WHAT IS BEING ASKED:
Filter the records below and copy every line containing the word "should".
-------- SOURCE MATERIAL --------
PR #396, opened 2022-10-04
Rename Files to Objects

jamiepine:
This has been a long time coming, a lot of code in the app currently refers to Files as Objects, but since the db schema required a large refactor I was avoiding it.

Also in this PR:
- Fix for a huge bug with invalidate query that was causing all reactive app updates to not work. Now they work!
- some code cleanup removing usage of `eslint-disable-next-line react-hooks/exhaustive-deps` and refactoring component logic accordingly, thanks Brendan!


jamiepine:
@utkubakir you might want to verify all is working in the mobile app with this before we merge...

jamiepine:
Merging anyway cause I need this for next PR + main is very broken anyway. Mobile + landing are not tested but should be fine.

PR #397, opened 2022-10-04
Object Kind

jamiepine:
## Changes
- Added `ObjectKind` struct 
- Added `Extension` enums with variants for some supported* file types with variant macros for easy definition
- Thumbnailer now uses `Extension` enum to query for image and video filetypes 
## Unrelated
- Improved explorer rendering
- Added dev data folder to separate prod and development libraries

*these filetypes are ones we understand, but do not necessarily support preview or open. custom icons can be made though.


core/src/util/db.rs
```diff
@@ -36,7 +39,15 @@ pub async fn load_and_migrate(db_url: &str) -> Result<PrismaClient, MigrationErr
 	}
 
 	#[cfg(not(debug_assertions))]
-	client._migrate_deploy().await?;
+	{
+		if std::env::var("SD_BASELINE_DB")
```
Brendonovich, line 43: This can be removed now that we have separate dev and prod dbs

core/src/util/db.rs
```diff
@@ -11,6 +11,9 @@ pub enum MigrationError {
 	#[error("An error occurred during migration: {0}")]
 	MigrateFailed(#[from] DbPushError),
 	#[cfg(not(debug_assertions))]
+	#[error("An error occurred during base-lining: {0}")]
+	ResolveFailed(#[from] MigrateResolveError),
```
Brendonovich, line 15: This can also be removed

Brendonovich (changes requested):

Brendonovich (approved):

PR #400, opened 2022-10-05
[ENG-250] Crypto Library

brxken128:
This implements the `crypto` library, the specifications of which can be found on Linear.

It does need further documentation writing, and tests, but I think it's good to go for now.

This should be ready to use within Spacedrive, and has been tested externally (it works very well).


crates/crypto/Cargo.toml
```diff
@@ -0,0 +1,29 @@
+[package]
+name = "sd_crypto"
```
Brendonovich, line 2:
```suggestion
name = "sd-crypto"
```

crates/crypto/src/header/keyslot.rs
```diff
@@ -0,0 +1,98 @@
...
+
+/// This defines the keyslot version
+pub enum KeyslotVersion {
+	V1,
+}
+
+impl Keyslot {
+	/// This function is used to serialize a keyslot into bytes
+	#[must_use]
+	pub fn serialize(&self) -> Vec<u8> {
```
Brendonovich, line 31: Would be nice if ser/de was done with `serde` instead of manually. Not sure how nicely that could be done using a binary format though.

crates/crypto/src/keys/hashing.rs
```diff
@@ -0,0 +1,67 @@
...
+	let argon2 = Argon2::new(
+		argon2::Algorithm::Argon2id,
+		argon2::Version::V0x13,
+		params.get_argon2_params(),
+	);
+
+	let result = argon2.hash_password_into(password.expose_secret(), &salt, &mut key);
+
+	// Manual drop so we can ensure that it's gone
+	drop(password);
```
Brendonovich, line 60: is this really necessary? `password` will always be dropped at the end of the function anyway.

brxken128:
Temporarily converting to a draft while I make some last-minute API changes.

Brendonovich (changes requested):
Will chuck in my 2c, can't comment on any of the subscription specifics though since idk what's going on lol

Brendonovich (approved):

brxken128:
I have some performance benchmarks:

```
2.03968GB/s, XChaCha20-Poly1305
1.47887GB/s, AES-256-GCM
```

I think this can only be improved upstream. We could stop `zeroize`ing the buffers, but then we'd possibly leak data (and the time it takes to zero out memory is negligible).

Most drives aren't able to read/write this fast, so performance for users will likely just be limited to the speed of the drive (+ the time it takes to hash their password).

jamiepine (dismissed):
just incredible work

Issue #402, opened 2022-10-06
[ENG-253] Spacedrive landing page has horizontal scroll on ios and mac


kor-pixel:
### Describe the bug

The spacedrive.app landing page has horizonal scroll issues on ios mobile and mac.

### Reproduction

1. Go to spacedrive.app
2. Shrink the page
3. scroll to the right

### Expected behavior

page wont scroll to the right

### Platform and versions

```Shell
M1 Macbook Pro
Deployed Site
```

PR #403, opened 2022-10-07
Fixed horizontal scrolling overflow

kor-pixel:
Fixed the horizontal scrolling issue present on IOS and Mac by adding overflow-hidden to landing page.

I do not have an Iphone to test that this does not cause any unintended issues so some further testing should be done before accepting this. 

Closes #(issue): [ENG-253] Spacedrive landing page has horizontal scroll on ios and mac #402


kor-pixel:
This is causing another issue, will fix it later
--------
THE ANSWER:
Merging anyway cause I need this for next PR + main is very broken anyway. Mobile + landing are not tested but should be fine.
This should be ready to use within Spacedrive, and has been tested externally (it works very well).
I do not have an Iphone to test that this does not cause any unintended issues so some further testing should be done before accepting this. 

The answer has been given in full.